= Collected data =
________________________

PR #274, opened 2016-04-12
Change default k8s master host

klingerf:
The default k8s config namer host value was using a deprecated kube-dns format that was removed in kubernetes 1.2.  Updating our default and documentation accordingly.  More info here:

https://github.com/kubernetes/kubernetes/tree/master/cluster/addons/dns#backwards-compatibility


rmars:
:star: :bookmark_tabs:

esbie:
:star: :wind_chime: :dash:

PR #276, opened 2016-04-12
Add logging when requests to the k8s API fail

### LINKED ISSUE #272: k8s namer should increment a count and/or log when a request to the k8s API fails
In the case of a failed request to the k8s API, we infinitely retry because this connection to the k8s API is necessary for the correct operation of the k8s namer.  However, if the request fails for a non-transient reason (such as the k8s API can't be reached) then these requests will never succeed.  

To assist with debugging this kind of scenario, we should increment a counter and/or log some information every time a request to the k8s API fails.

adleong:
Fixes #272

### DIFF
--- a/linkerd/examples/k8s.yaml
+++ b/linkerd/examples/k8s.yaml
@@ -1,0 +1,19 @@
+admin:
+  port: 9990
+
+namers:
+- kind: io.l5d.experimental.k8s
+  host: localhost
+  port: 443
+  tls: true
+  tlsWithoutValidation: true
+  authTokenFile: linkerd/examples/io.l5d.k8s/kube_token
+
+routers:
+- protocol: http
+  baseDtab: |
+    /http/1.1/GET => /io.l5d.k8s/foo/http;
+  label: int
+  servers:
+  - port: 4140
+    ip: 0.0.0.0
--- a/k8s/src/main/scala/io/buoyant/k8s/EndpointsNamer.scala
+++ b/k8s/src/main/scala/io/buoyant/k8s/EndpointsNamer.scala
@@ -95,7 +95,11 @@ class EndpointsNamer(idPrefix: Path, mkApi: String => v1.NsApi) extends Namer {
             Future.Unit
           })
 
-          endpoints.foreach(services.initialize)
+          endpoints.onSuccess { list =>
+            services.initialize(list)
+          }.onFailure { e =>
+            log.error(e, "k8s failed to list endpoints")
+          }
         }
 
         init.foreach { init =>


linkerd/examples/k8s.yaml
```diff
@@ -0,0 +1,19 @@
+admin:
+  port: 9990
+
+namers:
+- kind: io.l5d.experimental.k8s
+  host: localhost
+  port: 443
+  tls: true
+  tlsWithoutValidation: true
+  authTokenFile: linkerd/examples/io.l5d.k8s/kube_token
```
esbie: any reason to have this file outside of acceptance-test.yaml?
if it's specific to a local kube setup, maybe document that

esbie:
lgtm just 1q

linkerd/examples/k8s.yaml
adleong: I found this was the easiest/fastest way to spin up a linkerd that used the k8s namer

`./sbt linkerd-examples/k8s:run`

I figured this might be useful to others as well.  I'm not super attached to it, though.

rmars:
:star: lgtm!

linkerd/examples/k8s.yaml
esbie: nothing inherently wrong with that
It's not tested though (acceptance-test.yaml is), so it could come back to bite us as these examples fall out of date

________________________

= Work task =
What lines in the data hold the word "host"? Return them.

= Task output =
Change default k8s master host
The default k8s config namer host value was using a deprecated kube-dns format that was removed in kubernetes 1.2.  Updating our default and documentation accordingly.  More info here:
+  host: localhost
+  host: localhost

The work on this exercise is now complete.